I would estimate that the average annual rent would be somewhere in the region of AED 120-150k, which means you earn AED 3000-3750 per lease. You'd probably need around 2 per week to be comfortable.

Not sure how much the commission on property sales is.

In a country where you can go to jail for being in debt, having a job where it's possible that you don't actually earn anything is far from ideal. And the market is flooded with under-experienced real estate agents on commission-only packages.


----------



## Bigjimbo (Oct 28, 2010)

Rach_jl said:


> Hi there,
> 
> I have been offered a job as a real estate agent - commission only 50%.
> 
> ...


It is do-able, but there is a massive chance of failing as well. Depends on how good you are, how hard you work, and if you have significant savings. It will take 3-4 months to earn form sales, whilst renting will return quicker but smaller amounts.


----------



## IH759 (Jul 28, 2013)

I have been offered the same type of job in Abu Dhabi 50% commission! Did you take the position?


----------



## IH759 (Jul 28, 2013)

Also, I forgot to ask do you have to pay for all your expenses i.e. rent, car rental, petrol, phone etc. ?


----------



## whatsupdubai (Apr 10, 2013)

Goodluck joining the useless agents of Dubai


----------



## Babar (Nov 24, 2013)

*Real Estate job*

Hi, I have been offered a job with a reputable estate agency. they are providing, for the first 3 months company car, UAD 5000 basic ( no commission). After 3 months the commission will be 60% but no basic. Is this good offer and also is there money to be made now days in Dubai real estate?


----------



## LongLiveDubai (Dec 1, 2011)

This is a good offer. Most agencies don't offer a basic pay.


----------



## henry0 (Nov 15, 2013)

On a 50% commission, I would hope that you might get a small basic and a car? 

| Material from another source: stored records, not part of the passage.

PR #417, opened 2022-04-26
Frontier - Update BLOCK to be after MARBLE

Marble-Block:


Marble-Block:
Also, added external incentives.

src/config.ts
```diff
@@ -76,6 +76,7 @@ export const LockupAbledPoolIds: {
 	'670': true,
 	'678': true,
 	'679': true,
+	'691': true,
```
JeremyParish69, line 79: Can we please put the External incentive gauge in a different PR?

Marble-Block: Sure thing, removed externals from this PR.

JeremyParish69:
Block will not be moved up. External Incentives can be added in a new PR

Most will work from 40% upward in sales. On the other end of the scale, there are roles at 100% commission with no basic - negotiators will rent a desk to sit at from the broker on a monthly basis and take all that they can bring in. 

Have you discussed who will pay for any training needed and a RERA licence? 

Henry


----------



## twowheelsgood (Feb 21, 2013)

whatsupdubai said:


> Goodluck joining the useless agents of Dubai


My sentiments exactly - stay in the Uk and do a credible job rather than join the masses of sharks and incompetents here.


----------